Neste sentido, a petrolífera avaliou um total de seis mil trabalhadores, no quadro da melhoria do quadro organizacional, perspectivando a evolução das competências técnicas, comportamental e das atitudes.

Rede hoteleira

No balanço recente, a rubrica de investimentos em imóveis no segmento de hotéis inclui, essencialmente, investimentos nos hotéis HCTA (32.4 triliões de kwanzas), Maianga (3.725 milhões), Florença (2.601 milhões) e Base do Kwanda (396 milhões).
A administração explica que estes hotéis estão a ser explorados por entidades terceiras ao abrigo de contratos, recebendo o Grupo rendas pela sua exploração.
Face às incertezas sobre a recuperabilidade dos investimentos realizados em unidades hoteleiras, o balanço avança que o Grupo realizou testes de imparidades que resultaram no reconhecimento de perdas nos activos HCTA (22.5 triliões de kwanzas), Hotel Riomar (6.4 triliões), Hotel Maianga (2.751 milhões) e Hotel Florença (493.3 milhões), encontrando-se as referidas perdas reflectidas na rubrica de resultados não operacionais.

Investimento no LNG

Os investimentos financeiros na Angola LNG Supply Services, Angola LNG Ltd, OPCO e SOMG correspondem a uma participação de 22,8 por cento em empresas responsáveis pela refinação de gás natural em Angola, na qual a Sonangol Gás Natural participa em conjunto com outros operadores, nomeadamente a Chevron com 36,4 por cento e a Total, BP Amoco e ENI, todas elas com 13,6 cada.
A empresa LNG Ltd corresponde à refinaria de gás e é o foco principal do investimento do consórcio.
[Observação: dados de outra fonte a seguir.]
PR #1783, opened 2023-07-09
feat: add ability to downgrade membership when `github_membership` is destroyed

### LINKED ISSUE #1782: [FEAT]: Ability to downgrade org membership to 'member' on `github_membership` destroy
### Describe the need

I manage an org that primarily adds people to GitHub using an IDP. So we don't use the `github_membership` resource primarily to manage org membership. But I'm interested in using `github_membership` to assign some specific members to `admin` and have that managed by Terraform.

`github_membership` allows for a "create or update" resource creation, so if the membership exists before the resource is managed by Terraform then Terraform will just update the membership. But when the resource is destroyed, membership from the org is revoked. In my case, I'd prefer if "resource destroy" just downgraded the member back to `member`.

The resource definition could look like this:
```
locals {
  member_permissions = {
    "jsifuentes": "admin"
  }
}

resource "github_membership" "member_role" {
  for_each = local.member_permissions

  username             = each.key
  role                 = each.value
  downgrade_on_destroy = true
}

```

### SDK Version

_No response_

### API Version

_No response_

### Relevant log output

_No response_

### Code of Conduct

jsifuentes:
Resolves #1782

----

### Before the change?

* github_membership allows for a "create or update" resource creation, so if the membership exists before the resource is managed by Terraform then Terraform will just update the membership. When the resource is destroyed, membership from the org is always revoked.

### After the change?

* You can now add `downgrade_on_destroy = true` to a `github_membership` resource. Instead of revoking org membership, the membership role will be set to 'member' when the resource is destroyed.

----

## Additional info

* I added a new test case specifically to test this downgrade scenario. The function `testAccGithubMembershipConfigDowngradable` sets the role to `admin` and sets the `downgrade_on_destroy` to true. Since the Destroy no longer completely removes the membership during this test case, the membership is cleaned up during the `CheckDestroy`.

### Pull request checklist

- [x] No

If `Yes`, what's the impact:  

* N/A

### Pull request type

----


github/resource_github_membership.go
```diff
@@ -38,6 +38,12 @@ func resourceGithubMembership() *schema.Resource {
 				Type:     schema.TypeString,
 				Computed: true,
 			},
+			"downgrade_on_destroy": {
+				Type:        schema.TypeBool,
+				Optional:    true,
+				Default:     false,
+				Description: "Instead of removing the member from the org, you can choose to downgrade their membership to 'member' when this resource is destroyed.",
```
kfcampbell, line 45:
```suggestion
				Description: "Instead of removing the member from the org, you can choose to downgrade their membership to 'member' when this resource is destroyed. This is useful when wanting to downgrade admins while keeping them in the organization",
```

github/resource_github_membership.go
```diff
@@ -126,8 +132,19 @@ func resourceGithubMembershipDelete(d *schema.ResourceData, meta interface{}) er
...
 
-	_, err = client.Organizations.RemoveOrgMembership(ctx,
-		d.Get("username").(string), orgName)
+	username := d.Get("username").(string)
+	downgradeOnDestroy := d.Get("downgrade_on_destroy").(bool)
+	downgradeTo := "member"
+
+	if downgradeOnDestroy {
+		log.Printf("[INFO] Downgrading '%s' membership for '%s' to '%s'", orgName, username, downgradeTo)
+		_, _, err = client.Organizations.EditOrgMembership(ctx, username, orgName, &github.Membership{
```
kfcampbell, line 141: What happens if a "member" is destroyed while `downgrade_on_destroy` is true?

jsifuentes: If a membership was revoked outside of Terraform and then afterward removed from Terraform, the code at the time you commented would have re-invited the user back to the organization.

Now I load the membership status and check if the user is still in the org before I call `EditOrgMembership`.

Thanks.

kfcampbell (approved):

Issue #922, opened 2021-10-04
Unable to set branch names/patterns when `custom_branch_policies` is `true`.


Omicron7:
### Affected Resource(s)
- github_repository_environment

### Terraform Configuration Files
```hcl
resource "github_repository_environment" "environment" {
  repository  = "repository_name"
  environment = "testing"

  deployment_branch_policy {
    protected_branches     = false
    custom_branch_policies = true
  }
}
```
In the GitHub console, when `custom_branch_policies` is set to `true`, it allows setting one or more Branch names/patterns to match against. It doesn't seem like this is possible in Terraform. I'm unable to find any other GitHub resource that would allow managing that list per environment. Am I missing something?

bishwash-delphix:
I was looking for the same feature... is it possible to "Add deployment branch rule"?

gilfthde:
Same for me. I also need to set a branch name/pattern and don't now how to do it.

figadore:
Agree, seems like there should be a way to specify the patterns that can deploy to the environment. Maybe something like

```hcl
resource "github_repository_environment" "default" {
  repository  = var.repo
  environment = "${var.env_id}"
  reviewers {
    teams = var.reviewers_team
    users = []
  }
  deployment_branch_policy {
    protected_branches          = false
    custom_branch_policies = true
    custom_branch_regex = ["main"]
  }
}
```
?

It doesn't look like the go-github package supports this at the moment 
https://github.com/google/go-github/blob/7add3a89d10dbdcbbfab71036aa9c12e5ee997c8/github/repos_environments.go#L42

StephenWithPH:
I added a comment in GitHub's product discussions to try to elevate this to their PM team: https://github.com/github-community/community/discussions/14190#discussioncomment-3065590

StephenWithPH:
https://github.com/orgs/community/discussions/14190#discussioncomment-3931426 points to https://docs.github.com/en/rest/deployments/branch-policies#create-a-deployment-branch-policy, which suggests that there is now an API endpoint for this.

kfcampbell:
If that's true, that's great news. I'd be happy to review/test/merge a PR to cover this behavior!

mBlomsterberg:
Would really like to see this implemented. Having a custom_branch_policies attribute feels a bit misleading since it's only a bool.

romikoops:
Really disappointing that we still do not have it. If we automate something, it should have 100% automation, not 99 and etc.

[...]

PR #1530, opened 2023-02-02
Add deployment policy resource

ilmax:
- Add the initial code to manage the resource
- Add sample configuration used to test it
- Add test

Resolves #922 

----

### Before the change?
Not possible to set environment deployment branch policies

### After the change?

You can to set environment deployment branch policies

### Other information

N/A

----

### Pull request checklist
- [x] Tests for the changes have been added (for bug fixes / features)
- [x] Docs have been reviewed and added / updated if needed (for bug fixes / features)
- [x] Added the appropriate label for the given change

### Does this introduce a breaking change?

Please see our docs on [breaking changes](https://github.com/octokit/.github/blob/master/community/breaking_changes.md) to help!

- [ ] Yes (Please add the `Type: Breaking change` label)
- [x] No

If `Yes`, what's the impact:  

* N/A

### Pull request type

 
 

Please add the corresponding label for change this PR introduces:
- Bugfix: `Type: Bug`
- Feature/model/API additions: `Type: Feature`
- Updates to docs or samples: `Type: Documentation`
- Dependencies/code cleanup: `Type: Maintenance`

----

PR #1799, opened 2023-07-19
fix: Github Environments Policy feature causing the provider to produce inconsistent result

edheliel:
Resolves https://github.com/integrations/terraform-provider-github/issues/922
Stale initial PR: https://github.com/integrations/terraform-provider-github/pull/1530
----

## Behavior
This PR is based on the now appearing to be stale PR https://github.com/integrations/terraform-provider-github/pull/1530.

A LNG Supply Services é a empresa responsável por fazer o serviço de expedição das cargas entre a refinaria e o cliente final. A SOMG é a empresa responsável por fazer a manutenção e reparação das infra-estruturas da refinaria. Por seu lado a OPCO é a empresa responsável por fornecer os técnicos especializados na operação da refinaria.